Таким образом мы в школе общаемся: оставляем на шкафчиках записки, что нужно посетить школьного психолога или педсовет, даже объявления о школьном чемпионате по хоккею на траве.
— К своему шкафчику я даже не приближаюсь. В прошлом году кто-то положил туда дохлую мышь, просто чтобы посмотреть на мою реакцию.
Чудовищно, но не удивительно. Подростки не устают изумлять меня своей изобретательностью и жестокостью.
— На этой неделе у Зои немного сдвинулось расписание, ей пришлось кое-что перенести. Она придет на следующей неделе.
Люси не спрашивает меня, откуда я это знаю. Она и понятия не имеет, что ее музыкальный терапевт — моя жена. Однако известие о том, что Зои исчезла не навсегда, похоже, примиряет ее с действительностью.
— Значит, она придет, — повторяет Люси.
Я киваю.
— А ты этого хочешь?
— Если она меня бросит, ее поступок идеально, черт побери, впишется в мою жизнь! Понадеешься на человека, а он тебя кинет.
Люси поднимает на меня глаза.
— Выбирай выражения! — произносим мы одновременно.

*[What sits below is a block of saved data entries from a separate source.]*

Issue #1458, opened 2017-10-01
Create new unit tests for Evennia - hacktoberfest


Griatch:
#### Brief summary of issue / Description of requested feature:

This is a [hacktoberfest](https://hacktoberfest.digitalocean.com/) issue for expanding Evennia's unit test coverage. 

#### Steps to reproduce the issue / Reasons for adding feature:

1. Go to [the coveralls page for Evennia](https://coveralls.io/github/evennia/evennia) 
2. Find an Evennia module under `evennia/` that lacks unit test coverage 
3. If no `tests.py`file exists in the sub-package in question, add it. See other `tests.py` in the Evennia repo for help.

#### Expected result of feature

We are currently at 53% unit test coverage, why not expand that? 

#### Extra information, such as Evennia revision/repo/branch, operating system and ideas for how to solve / implement:

This is against `master` branch.

vaibhavsingh97:
i can give it a try 😄

Keda87:
Hi, just find out this repo for hacktoberfest.
I'll try to add some test tonight, do you have any convention/documentation to create test and PR?

Griatch:
@Keda87 That's great! I updated the issue with some more info. :)

Griatch:
I also added some exceptions. No need to dig into making unit tests for the game_template since it's basically well, empty template files.

Keda87:
@Griatch how can I see coverage report for testing on my local machine?

Griatch:
@keda87 It's not necessary to run `coverage` locally for this issue. But if you want to try it you need to follow these steps (only tested on Linux): 

1. In your virtualenv, do  `pip install coverage`
2. Assuming you followed Evennia according to the `Getting Started` instructions you should have your `evennia/` folder sitting next to your game dir (called e.g. `mygame/`). `cd` into your game dir.
3. Run one of the following:        
```bash
# linux 
coverage run --source=../evennia --omit=*/migrations/*,*/urls.py,*/test*.py,*.sh,*.txt,*.md,*.pyc,*.service ../evennia/bin/unix/evennia test evennia

# windows (untested)
coverage run --source=../evennia --omit=*/migrations/*,*/urls.py,*/test*.py,*.sh,*.txt,*.md,*.pyc,*.service ../evennia/bin/windows/evennia test evennia
```
[...]

Issue #1455, opened 2017-10-01
@spawn objects have no location or home after ev 0.7


scyfris:
#### Brief summary of issue / Description of requested feature:

I recently switched to Evennia 0.7.  Spawning objects seems to have regressed, where objects without an explicit location are given locations of "None".  Previously, the behavior was to give a location of the caller if location was not specified (unless using the "noloc" switch).

#### Steps to reproduce the issue / Reasons for adding feature:

1. Add a prototype to prototypes.py, such as  
`TREE = {
    "key" : "Tree", 
    "typeclass" : "typeclasses.object", 
    "desc" : "A simple tree"
}
`
2. evennia stop/start to reload server.
3. In game, do @spawn TREE

#### Error output / Expected result of feature
After spawning tree, observe that there is no object spawned in current location.
@examine <tree's dbref> shows location to be "None.

The result previously was the location was caller's location.

#### Extra information, such as Evennia revision/repo/branch, operating system and ideas for how to solve / implement:

This is Evennia master branch , at commit 080c2a3b9f71a880811526b9884095013f24828b

As FYI - I think I found the root cause of the issue, it looks like potentially two issues:

1) in "evennia/commands/default/building.py", in CmdSpawn towards end of function:

`if "noloc" in self.switches and not "location" not in prototype:`

I think should be:

`if "noloc" not in self.switches and "location" not in prototype:`

2) In evennia/utils/spawner.py

```
def _handle_dbref(inp):
    dbid_to_obj(inp, ObjectDB)
```

should be 

```
def _handle_dbref(inp):
    return dbid_to_obj(inp, ObjectDB)
```

scyfris:
I made a fix patch on a forked copy, I'm not sure if it's correct, but for reference I put it here: https://github.com/scyfris/evennia/commit/635200ca176caf28981a49e391beb1ef899c1979

It looks like both of these spots were changed recently, so perhaps it is a regression..but not sure.

Griatch:
Fixed with the merger of the PR. Thanks!

PR #1471, opened 2017-10-06
Add a @spawn unit test

scyfris:
Tests the @spawn command and its variations.  The test is designed to
aslo check the properties of the spawned objects for some common/obvious
settings.

Test also adds a new prototypes file to be used with the Evennia unit
tester for any tests that require named prototypes.  The spawner test
requires testing named prototypes, so it is added in this change.

Mainly tests the @spawn command and its side-effects.

Test should cover my recent fix for issue #1455

I've also added a change to add new prototype testing files.  I'm not sure if this should go along with this change, or separately.  I could definitely split it up into two separate changes - but since the @spawn testing required this named prototypes, I was hoping to check it in together.

This is for issue #1458

### DIFF
--- a/evennia/commands/default/tests.py
+++ b/evennia/commands/default/tests.py
@@ -24,6 +24,8 @@ from evennia.commands.default import help, general, system, admin, account, buil
 from evennia.commands.command import Command, InterruptCommand
 from evennia.utils import ansi, utils
 from evennia.server.sessionhandler import SESSIONS
+from evennia import search_object
+from evennia import DefaultObject, DefaultCharacter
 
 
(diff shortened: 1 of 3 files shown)


Griatch:
@scyfris This looks good, I think. I was surprised we didn't actually have a spawner unit test already - an omission you have now corrected! 

(Coincidentally I think it's time to move the tests of utils into its own sub folder so as to not have too many separate test modules in `utils`. This means a bit of refactoring though, so I'll handle that one after having merged this. :)  )

scyfris:
Thanks Griatch!

PR #329, opened 2021-04-07
feat: Add rhel base images

bradbeam:
This enables us to build a Certified Image for RH Partner connect.

We still need to figure out how/where to push these images,
most likely through https://access.redhat.com/RegistryAuthentication


Dockerfile.rhel
```diff
@@ -0,0 +1,19 @@
...
+
+# These labels are required for the partner guide
+# https://redhat-connect.gitbook.io/partner-guide-for-red-hat-openshift-and-container/program-on-boarding/technical-prerequisites#dockerfile-requirements
+LABEL name="Optimize" \
+      maintainer="support@stormforge.io" \
+      vendor="Stormforge" \
+      version="latest" \
+      release="1" \
+      summary="Stormforge Optimize uses machine learning to improve the performance of your application" \
+      description="Stormforge Optimize uses machine learning to improve the performance of your application."
```
jgustie: StormFrog. I mean. StormForge.

jgustie:
It seems like the Docker images are mostly duplicates of the originals which sets off my DRY alarms.

Is this something we can do with:
```
ARG BASE_IMAGE=gcr.io/distroless/static:nonroot
FROM ${BASE_IMAGE}
...
```
And then pass `--build-arg BASE_IMAGE=registry.access.redhat.com/ubi8-minimal` as a build arg from the `Makefile`? It seems like the only other changes are the labels, which we could also add with more `--label` args (I might prefer the OCI labels on the standard image so that's an argument for putting them in the `Makefile` instead of the `Dockerfile`).

Dockerfile
```diff
@@ -1,8 +1,29 @@
...
 WORKDIR /
 COPY ./manager .
-USER nonroot:nonroot
 
 ENTRYPOINT ["/manager"]
+
+# === Distroless
+FROM  base as distroless
+
+USER nonroot:nonroot
```
jgustie: I'm not aware of any requirement to use `nonroot`, would it be easier if we always just ran as `nobody`?

jgustie:
Closing this and moving the Red Hat/OpenShift container certification to a separate repository; same as #366.

PR #331, opened 2021-04-16
Add a message when there are no results for a readiness check

jgustie:
This change makes it a bit more clear when a readiness check fails because we were not able to find any resources.

### DIFF
--- a/controllers/ready_controller.go
+++ b/controllers/ready_controller.go
@@ -18,6 +18,7 @@ package controllers
 
 import (
 	"context"
+	"strings"
 	"time"
 
 	"github.com/go-logr/logr"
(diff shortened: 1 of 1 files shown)


controllers/ready_controller.go
```diff
@@ -322,6 +323,25 @@ func (rc *readinessChecker) check(ctx context.Context, c *redskyv1beta1.Readines
...
+		if c.Selector != nil {
+			missingTargetMsg.WriteString("; labels=")
+			missingTargetMsg.WriteString(metav1.FormatLabelSelector(c.Selector))
+		}
+		msg = missingTargetMsg.String()
+	}
+
 	// If a check is missing it's kind, just mark it as completed
 	if c.TargetRef.Kind == "" {
 		ok = true
```
bradbeam: Does this cause a gap?
If no items and targetRef.kind is empty, we set ok and discard `msg` ( in the if statement below, couldn't highlight the whole block).

jgustie: Would it be more clear if I moved the message construction after the potential return below?

bradbeam (dismissed):

bradbeam (approved):

PR #332, opened 2021-04-29
Minor improvements

jgustie:
This PR includes a few minor improvements:
1. Generated experiments produce parameters in the correct order, this prevents the first trial from looking different in the the `kubectl get trials` output.
2. When using `--include-resources`, the application resources are emitted first: this is more consistent with the kustomize output in the examples.
3. When using auto-complete, we no longer re-suggest duplicate values.

The first two are very minor, but the third one needed a little refactoring to get all the information in the right places.

### DIFF
--- a/redskyctl/internal/commands/experiments/arguments.go
+++ b/redskyctl/internal/commands/experiments/arguments.go
@@ -21,7 +21,6 @@ import (
 	"errors"
 	"fmt"
 	"sort"
-	"strconv"
 	"strings"
 
 	"github.com/spf13/cobra"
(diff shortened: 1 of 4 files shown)


redskyctl/internal/commands/experiments/arguments.go
```diff
@@ -42,7 +41,7 @@ func Completion(ctx context.Context, api experimentsv1alpha1.API, args []string,
 		return s, cobra.ShellCompDirectiveNoFileComp
 	}
 
-	// Assume we can parse now
+	// Assume we can names parse now
```
bradbeam, line 44: should this be assume we can parse names now?

bradbeam (approved):

redskyctl/internal/commands/experiments/arguments.go
jgustie: Names parse, we must.

PR #333, opened 2021-04-29
fix: Address minor typos in generated application

bradbeam:
- Change millisecond value to be 1s and not 10s
- Change test case name to be lowercase so the generated configmap is valid
- Add `ingress` to generated application
- Add `stormforger` to generated application
- Switch `namespaceSelector` to `namespaces` for default usage
- Switch `cost-gcp` metric to be `cost` ( we don't do anything special for one versus the other, so let's remove the option ) 

### DIFF
--- a/internal/application/documentation.go
+++ b/internal/application/documentation.go
@@ -57,6 +57,12 @@ Objectives correspond to metrics observed over the course of a trial,
 for example: "p95-latency".
 Reference: https://docs.stormforge.io/reference/application/v1alpha1/#objective
 `,
+
+		"ingress": `
+Ingress defines the destination of the load test. This is typically a public
+facing URL for your application.
+Reference: https://docs.stormforge.io/reference/application/v1alpha1/#ingress
+`,
 	}
 
 	footComments = map[string]string{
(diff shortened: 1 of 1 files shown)


internal/application/documentation.go
```diff
@@ -148,11 +167,13 @@ func (f *DocumentationFilter) annotateApplication(app *yaml.RNode) error {
...
-		"parameters": "resources",
-		"scenarios":  "parameters",
-		"objectives": "scenarios",
-		"":           "objectives",
+		"resources":   "",
+		"parameters":  "resources",
+		"scenarios":   "parameters",
+		"objectives":  "scenarios",
+		"stormForger": "objectives",
+		"ingress":     "stormForger",
```
jgustie: This should stay consistent with the declaration order in the `Application` struct since that is what the formatter will use to order the YAML fields.

jgustie (dismissed):

internal/application/documentation.go
bradbeam: As in https://github.com/thestormforge/optimize-controller/blob/master/api/apps/v1alpha1/application_types.go#L36-L53 ?

jgustie: By way of the completely non-obvious [YAML field ordering initializer](https://github.com/thestormforge/optimize-controller/blob/master/internal/experiment/generation/generation.go#L58).

jgustie (approved):

PR #335, opened 2021-05-06
TUI improvements

jgustie:
This PR contains a bunch of first round fixes to the TUI and gives more flexibility with how to handle the generated experiment (e.g. instead of hitting ctrl+t to preview, there is menu that asks if you want to run, preview or save the experiment.

### DIFF
--- a/redskyctl/internal/commands/run/out/out.go
+++ b/redskyctl/internal/commands/run/out/out.go
@@ -248,17 +248,19 @@ func (f *FormField) loadingMessage() string {
 	return " " + f.LoadingMessage + " ..."
 }
 
-// RenderKeyBindings generates an instruction line for the supplied key bindings.
-func RenderKeyBindings(keys []KeyBinding, width int) string {
-	keyStyle := instructionsStyle.Reverse()
-	descStyle := instructionsStyle
+// PagerInstructions returns a nano-style instructions bar for the pager.
+func PagerInstructions(keys []KeyBinding) func(width int) string {
+	return func(width int) string {
+		keyStyle := instructionsStyle.Reverse()
+		descStyle := instructionsStyle
 
-	var buf strings.Builder
-	buf.WriteString("\n\n")
-	tw := tabwriter.NewWriter(&buf, width/len(keys), 1, 1, ' ', 0)
-	for _, k := range keys {
-		_, _ = fmt.Fprintf(tw, "%s: %s\t", keyStyle.Styled(k.Key.String()), descStyle.Styled(k.Desc))
+		var buf strings.Builder
+		buf.WriteString("\n\n")
+		tw := tabwriter.NewWriter(&buf, width/len(keys), 1, 1, ' ', 0)
+		for _, k := range keys {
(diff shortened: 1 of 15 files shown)


redskyctl/internal/commands/run/out/out.go
```diff
@@ -224,25 +248,19 @@ func (f *FormField) loadingMessage() string {
...
-func RenderKeyBindings(keys []KeyBinding, width int) string {
-	keyStyle := instructionsStyle.Reverse()
-	descStyle := instructionsStyle
-
-	var buf strings.Builder
-	buf.WriteString("\n\n")
-	tw := tabwriter.NewWriter(&buf, width/len(keys), 1, 1, ' ', 0)
-	for _, k := range keys {
-		_, _ = fmt.Fprintf(tw, "%s: %s\t", keyStyle.Styled(k.Key.String()), descStyle.Styled(k.Desc))
+// PagerInstructions returns a nano-style instructions bar for the pager.
```
bradbeam, line 251: >  nano-style 

say it aint so :)

redskyctl/internal/commands/run/pager/pager.go
```diff
@@ -0,0 +1,99 @@
...
+	)
+
+	switch msg := msg.(type) {
+
+	case tea.WindowSizeMsg:
+		m.Model.Width = msg.Width
+		m.Model.Height = msg.Height
+		if m.Instructions != nil {
+			m.instructions = m.Instructions(m.Model.Width)
+			m.instructions = strings.Replace(m.instructions, "\r\n", "\n", -1)
```
bradbeam, line 56: Not sure I noticed the line endings before. Any additional information on where this is coming from/why we need to convert?

redskyctl/internal/commands/run/view.go
```diff
@@ -129,26 +138,33 @@ https://docs.stormforger.com/guides/getting-started/`,
 	}
 
 	o.generatorModel.ContainerResourcesSelectorInput = out.FormField{
-		Prompt:       "Specify labels to control discovery of memory and CPU parameters:",
-		Placeholder:  "( e.g. component=api )",
-		Instructions: []string{"Leave blank to select all resources", "pgup: back", "enter: continue"},
+		Prompt:      "Specify labels to control discovery of memory and CPU parameters:",
+		Placeholder: "( e.g. component=api )",
+		Instructions: []interface{}{
```
bradbeam, line 143: Seems like the whitespace alignment is off/changed? Just to double check gofmt was run on this right?

bradbeam (approved):

redskyctl/internal/commands/run/pager/pager.go
jgustie: Really I'm just mimicking what the bubbletea view port is doing to prevent any strange edge cases. I don't think it's actually necessary (all the instruction text in our case comes from `out.go`), it's just there for consistency.

redskyctl/internal/commands/run/view.go
jgustie: The array changed from a single line to a multi-line declaration so the alignment reset.

PR #336, opened 2021-05-11
Fix command

jgustie:
This PR adds a `redskyctl fix -f experiment.yaml` command. The goal of this command is to provide something to aid in the eventual migration away from the `redskyops.dev` group name. The current implementation handles all of the v1alpha1 -> v1beta1 Experiment object migrations.

Note that this migration path is one way (sequenced as migrations from version N-1 to N) and is performed directly on the YAML (not the Go structures). It does not handle migration of trial data. This tool is intended to be used on stored experiment files outside of the cluster. Although it solves a different problem, when we move away from redskyops.dev the current scheme based migration code will become obsolete and will be removed (i.e. this will be the only way to get from a v1alpha1 to where ever we end up).

### DIFF
--- a/internal/sfio/migrate.go
+++ b/internal/sfio/migrate.go
@@ -1,0 +1,212 @@
+/*
+Copyright 2021 GramLabs, Inc.
+
+Licensed under the Apache License, Version 2.0 (the "License");
+you may not use this file except in compliance with the License.
+You may obtain a copy of the License at
+
+    http://www.apache.org/licenses/LICENSE-2.0
+
+Unless required by applicable law or agreed to in writing, software
+distributed under the License is distributed on an "AS IS" BASIS,
+WITHOUT WARRANTIES OR CONDITIONS OF ANY KIND, either express or implied.
+See the License for the specific language governing permissions and
+limitations under the License.
+*/
+
+package sfio
+
+import (
+	"net/url"
+	"strings"
+
+	"github.com/thestormforge/konjure/pkg/filters"
+	redskyv1alpha1 "github.com/thestormforge/optimize-controller/api/v1alpha1"
+	redskyv1beta1 "github.com/thestormforge/optimize-controller/api/v1beta1"
+	metav1 "k8s.io/apimachinery/pkg/apis/meta/v1"
+	"k8s.io/apimachinery/pkg/util/intstr"
+	"sigs.k8s.io/kustomize/kyaml/yaml"
+)
+
+// ExperimentMigrationFilter is a KYAML filter for perform experiment migration.
+type ExperimentMigrationFilter struct {
+}
+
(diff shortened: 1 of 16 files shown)


internal/sfio/migrate.go
```diff
@@ -0,0 +1,212 @@
...
+type metric struct {
+	Type     string                `yaml:"type"`
+	Scheme   string                `yaml:"scheme"`
+	Selector *metav1.LabelSelector `yaml:"selector"`
+	Port     intstr.IntOrString    `yaml:"port"`
+	Path     string                `yaml:"path"`
+}
+
+// setURLField returns a filter that will set the named field with the metric URL.
+func (m *metric) setURLField(name string) yaml.Filter {
```
bradbeam, line 177: is there any of this that we can reuse/migrate/refactor from https://github.com/thestormforge/optimize-controller/blob/master/api/v1alpha1/experiment_conversion.go#L105

redskyctl/internal/commander/commander.go
```diff
@@ -64,6 +65,51 @@ func (s *IOStreams) OpenFile(filename string) (io.ReadCloser, error) {
...
+		return &kio.ByteReader{
+			Reader:         s.In,
+			SetAnnotations: map[string]string{kioutil.PathAnnotation: path},
+		}
+	}
+
+	return &kio.ByteReader{
+		Reader:         &fileReader{Filename: filename},
+		SetAnnotations: map[string]string{kioutil.PathAnnotation: filename},
+	}
```
bradbeam: thoughts on reducing the returns?

```suggestion
	var reader io.Reader = &fileReader{Filename: filename}
	annotations := map[string]string{kioutil.PathAnnotation: filename}

	if filename == "-" {
  		path := "/dev/stdin"
  		if namedReader, ok := s.In.(interface{ Name() string }); ok {
  			path = namedReader.Name()
  		}
  		reader = s.In
  		annotations[kioutil.PathAnnotation] = path
  	}
 
  	return &kio.ByteReader{
  		Reader:         reader,
  		SetAnnotations: annotations,
  	}
```

bradbeam (commented):
looks good, just a couple minor comments

internal/sfio/migrate.go
jgustie: I mentioned it in the description, that code is going away (along with the rest of the `v1alpha1` package). Once this PR is in, I'll cut a v2 branch and start poking at those changes (I want this fix command in both 1.x and 2.x though).

redskyctl/internal/commander/commander.go
jgustie: Actually, in thinking about it, we don't want the path set to `/dev/stdin` because then it will try to resolve relative file paths against `/dev/`.

bradbeam (approved):

PR #337, opened 2021-05-12
Add lint warning when SMP is used on a non-core type

jgustie:
This change adds a warning when using a strategic merge patch on a kind that is not recognized by client-go.


bradbeam (approved):
🔥

PR #341, opened 2021-05-20
SFIO improvements

jgustie:
This PR cleans up some of the recent SFIO additions (comments); and adds a few bits of new functionality:
1. There is a replacement for the Kustomize `types.FieldPath` parser that also supports placeholders
2. Offers the ability to preserve the `RNode.fieldPath` through a `yaml.FieldMatcher`
3. Adds a `TeeMatchedFilter` to make `yaml.PathMatcher` usable in a pipeline (also preserving `RNode.fieldPath`)

Note that I am working on some fixes to the `ContainResourceSelector` which will be the first consumer for the new stuff, that isn't quite ready.

### DIFF
--- a/internal/experiment/generation/quantity.go
+++ b/internal/experiment/generation/quantity.go
@@ -42,30 +42,30 @@ func AsScaledInt(q resource.Quantity, scale resource.Scale) int32 {
 	return int32(v)
 }
 
-type suffixList []string
-
-func (l suffixList) lookup(scale resource.Scale) string {
-	i := int(scale)/3 + 3
-	if int(scale)%3 != 0 || i < 0 || i >= len(l) {
-		return ""
-	}
-	return l[i]
-}
-
 var (
-	binarySuffix  = suffixList{"", "", "", "", "Ki", "Mi", "Gi", "Ti", "Pi", "Ei"}
-	decimalSuffix = suffixList{"n", "u", "m", "", "k", "M", "G", "T", "P", "E"}
+	binarySuffix  = []string{"", "", "", "", "Ki", "Mi", "Gi", "Ti", "Pi", "Ei"}
+	decimalSuffix = []string{"n", "u", "m", "", "k", "M", "G", "T", "P", "E"}
 )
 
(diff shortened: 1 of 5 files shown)


internal/experiment/generation/quantity.go
```diff
@@ -0,0 +1,72 @@
...
+		for e := int(scale) / 3; e < 0; e++ {
+			v *= 1024
+		}
+	}
+	return int32(v)
+}
+
+type suffixList []string
+
+func (l suffixList) lookup(scale resource.Scale) string {
```
bradbeam: Can we add a comment to this?

Im pretty sure it's to normalize the value of scale so we can use this as the index for the suffixLists below, but not fully understanding what resource.Scale ( https://pkg.go.dev/k8s.io/apimachinery/pkg/api/resource#Scale ) was ahead of time took me a bit to work through this.

internal/sfio/fieldpath_test.go
```diff
@@ -0,0 +1,85 @@
...
+		path     string
+		data     map[string]string
+		expected []string
+	}{
+		{
+			desc: "empty",
+		},
+		{
+			desc: "tricky empty",
+			path: `/{ .ItsATrap }`,
```
bradbeam, line 37: :ItsATrap:!!!

internal/sfio/fieldpath_test.go
```diff
@@ -0,0 +1,85 @@
...
+		},
+		{
+			desc:     "run of leading slashes",
+			path:     `//spec/replicas`,
+			expected: []string{"spec", "replicas"},
+		},
+		{
+			desc:     "no data",
+			path:     `/spec/{ .WhichWayDidHeGo }`,
+			expected: []string{"spec", ""},
```
bradbeam, line 69: I'm disappointed this doesn't return `[]string{"spec", "george"}` or `[]string{"spec", "HeWentThatAWay"}`

bradbeam (dismissed):

bradbeam (approved):

PR #344, opened 2021-05-26
Allow metrics to select information from the trial job

jgustie:
This PR allows metrics to query the trial job in a similar to fashion to what we support for patches. This is useful because the trial job may have state (such as individual container timings) that are relevant as metrics. The change uses the same `IsTrialJobReference` test that the patching code uses.


parsenz (approved):
Reads like it says on the tin! Looks good to me.

PR #346, opened 2021-05-27
Environment variable scanning

jgustie:
This PR extends the app.yaml syntax to support discovery and tuning of environment variables. Like container resource scanning, the current implementation only exposes the functionality for deployments and stateful sets.

Environment variables can be added to the existing `parameters` section, you specify an environment variable name and the label selector matching the deployments/statefulsets you want to search on. Only environment variables with an explicit value can be tuned (i.e. no `valueFrom` support). Scanning can recognize a fixed prefix and/or suffix on the value: for example if an environment variable is defined as `value: '--mem 128mb'` you can supply a prefix of `'--mem '` and a suffix of `'mb'` to isolate and optimize on the numeric value `128`. Finally, you can specify a list categorical values to optimize over (the baseline will be added to this list implicitly and the prefix and suffix are still allowed).

Examples:
```
parameters:
# Look for the FOO_BAR environment variable and strip the "x" suffix
- environmentVariable:
    name: FOO_BAR
    suffix: x
# Optimize ALPHABET over the values "a", "b", "c"
- environmentVariable:
    name: ALPHABET
    values:
    - a
    - b
    - c
# Only consider deployments/stateful sets with `app=env` labels
- environmentVariable:
    name: NOT_ALL_RESOURCES
    selector: app=env
```

### DIFF
--- a/internal/experiment/generation/environmentvariables.go
+++ b/internal/experiment/generation/environmentvariables.go
@@ -1,0 +1,145 @@
+/*
+Copyright 2021 GramLabs, Inc.
+
+Licensed under the Apache License, Version 2.0 (the "License");
+you may not use this file except in compliance with the License.
+You may obtain a copy of the License at
+
+    http://www.apache.org/licenses/LICENSE-2.0
+
+Unless required by applicable law or agreed to in writing, software
+distributed under the License is distributed on an "AS IS" BASIS,
+WITHOUT WARRANTIES OR CONDITIONS OF ANY KIND, either express or implied.
+See the License for the specific language governing permissions and
+limitations under the License.
+*/
+
+package generation
+
+import (
+	"fmt"
+	"regexp"
+	"strconv"
+	"strings"
+
+	redskyv1beta1 "github.com/thestormforge/optimize-controller/api/v1beta1"
+	"github.com/thestormforge/optimize-controller/internal/scan"
+	"github.com/thestormforge/optimize-controller/internal/sfio"
+	"k8s.io/apimachinery/pkg/util/intstr"
+	"sigs.k8s.io/kustomize/kyaml/yaml"
+)
+
+// EnvironmentVariablesSelector scans for environment variables.
+type EnvironmentVariablesSelector struct {
+	scan.GenericSelector
+	// Regular expression matching the container name.
+	ContainerName string `json:"containerName,omitempty"`
+	// Name of the environment variable to match.
+	VariableName string `json:"variableName,omitempty"`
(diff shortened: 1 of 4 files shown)


internal/experiment/generation/environmentvariables.go
```diff
@@ -0,0 +1,145 @@
...
+	// Name of the environment variable to match.
+	VariableName string `json:"variableName,omitempty"`
+	// Path to the environment variable's value.
+	Path string `json:"path,omitempty"`
+	// Prefix that appears before the value.
+	ValuePrefix string `json:"valuePrefix,omitempty"`
+	// Suffix that appears after the value.
+	ValueSuffix string `json:"valueSuffix,omitempty"`
+	// Allowed values for categorical parameters.
+	Values []string `json:"values,omitempty"`
```
bradbeam, line 46: Should we embed the EnvironmentVariable struct in here?

internal/experiment/generation/transformer.go
```diff
@@ -262,21 +262,36 @@ func parameterNamer(selected []interface{}) ParameterNamer {
...
+
+		if name != "" {
+			parts = append(parts, name)
+		}
+
+		// Explainer: Parameter names are used in Go Templates which are executed
+		// against Go structs, if the template parser encounters a token that is
+		// not a valid Go field name, parsing fails (e.g. "bad character U+002D '-'").
+
+		parameterName := strings.Join(parts, "_")
```
bradbeam, line 292: do we need to worry about parameterName length <=63 chars ?

bradbeam (approved):

internal/experiment/generation/transformer.go
jgustie: The parameter name only lives in our API space, so it shouldn't need to be limited at all (it is just persisted on the backend as JSON). The only reason we need to worry about the "_" is the Go text/template parser and I think we can get around that restriction in our own template Engine by passing maps instead of structs as the `data` to the text/template `Execute` function (which is just kind of a pain). I ran some quick tests and something like `{{.Values.foo-bar}}` works fine if `data` is a `map[string]interface{}` but fails if `data` is a `struct` (and I suspect that `data` cannot be a `struct` with a `map` field, since that is our current implementation in the template Engine).

internal/experiment/generation/environmentvariables.go
jgustie: I'm sticking with the approach from the other implementations for now, I would like to switch them all over at once when we expose more of the internals in the app.yaml API.

PR #349, opened 2021-05-28
Update the Optimize Common library to pickup a round of StormForge updates

jgustie:
There will be another release of optimize-go to pick up the latest refactorings (i.e. the rename of the configuration), but we aren't even on the current release of optimize-go yet.

Also note that I am targeting a long running v2 branch for this work. There are a lot of changes that are needed for the renaming so I'm going to break them up so we can just merge the v2 branch all at once.

### DIFF
--- a/redskyctl/internal/commands/export/export_api_test.go
+++ b/redskyctl/internal/commands/export/export_api_test.go
@@ -106,7 +106,11 @@ func (f *fakeRedSkyServer) GetExperiment(ctx context.Context, name string) (expe
 	return experimentsapi.Experiment{}, nil
 }
 
-func (f *fakeRedSkyServer) CreateExperiment(ctx context.Context, name experimentsapi.ExperimentName, exp experimentsapi.Experiment) (experimentsapi.Experiment, error) {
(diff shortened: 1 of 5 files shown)


redskyctl/internal/commands/export/export_api_test.go
```diff
@@ -106,7 +106,11 @@ func (f *fakeRedSkyServer) GetExperiment(ctx context.Context, name string) (expe
 	return experimentsapi.Experiment{}, nil
 }
 
-func (f *fakeRedSkyServer) CreateExperiment(ctx context.Context, name experimentsapi.ExperimentName, exp experimentsapi.Experiment) (experimentsapi.Experiment, error) {
+func (f *fakeRedSkyServer) CreateExperimentByName(ctx context.Context, name experimentsapi.ExperimentName, experiment experimentsapi.Experiment) (experimentsapi.Experiment, error) {
```
parsenz, line 109: Does the `fakeRedSkyServer` here need to be updated to `fakeOptimizeServer` or similar?

parsenz (approved):

redskyctl/internal/commands/export/export_api_test.go
jgustie: I'll get that with the 0.0.10 update when I'm doing the bulk of the type renaming.

PR #352, opened 2021-05-28
Update Import aliases

jgustie:
This PR updates the import aliases to remove "redsky" references. There was some inconsistencies with import alias usage that was normalized as well.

— Ваш урок на барабанах был очень интересным, — говорю я, вспоминая импровизированный рок-концерт в столовой.
После этого экспромта я целый час провела в кабинете директора, пытаясь объяснить пользу музыкальной терапии для склонных к суициду подростков. А потому повторная чистка кастрюль, сковородок и половников — ничтожная плата за психическое здоровье.
— Для меня раньше никто ничего подобного не делал, — признается Люси.
— Что ты имеешь в виду?
— Зои знала, что ей попадет. Но ей было плевать. Вместо того чтобы заставлять меня делать то, что я должна делать, или быть тем, кем все хотят меня видеть, она совершила настоящее безумие. Это было… — Люси запинается, пытаясь подобрать слова. — Это было чертовски смело, вот как!
— Возможно, Зои дает тебе свободу почувствовать себя самой собой.
— Возможно, вы тратите время, отведенное на музыкальную терапию, возомнив себя Фрейдом.
Я усмехаюсь.
— Тебя не проведешь.
— Ваши мысли на лбу написаны.
— Люси, не забывай, — напоминаю я, — через два месяца каникулы.
— Это вы мне говорите? Да я дни считаю!
— Что ж, если ты собираешься и летом заниматься музыкальной терапией, об этом надо побеспокоиться заранее.
Люси переводит взгляд на меня. Я вижу, что об этом она даже не думала: когда в июне закончатся уроки, закончатся все школьные занятия, включая психологические сеансы, проводимые в школе.
— Уверена, Зои согласится заниматься с тобой летом, — успокаиваю я. — А я с радостью дам вам ключи, чтобы вы могли заниматься в школе.
Она задирает подбородок.
— Посмотрим! На самом деле мне все равно.
Но она хочет, очень. Просто ей трудно признаться в этом.
— Тебе следует быть честной, Люси, — говорю я, — у тебя значительный прогресс. Во время вашего первого с Зои занятия ты не могла дождаться, когда вырвешься из этого кабинета, а посмотри на себя сейчас. Ты злишься, что она отменила занятие.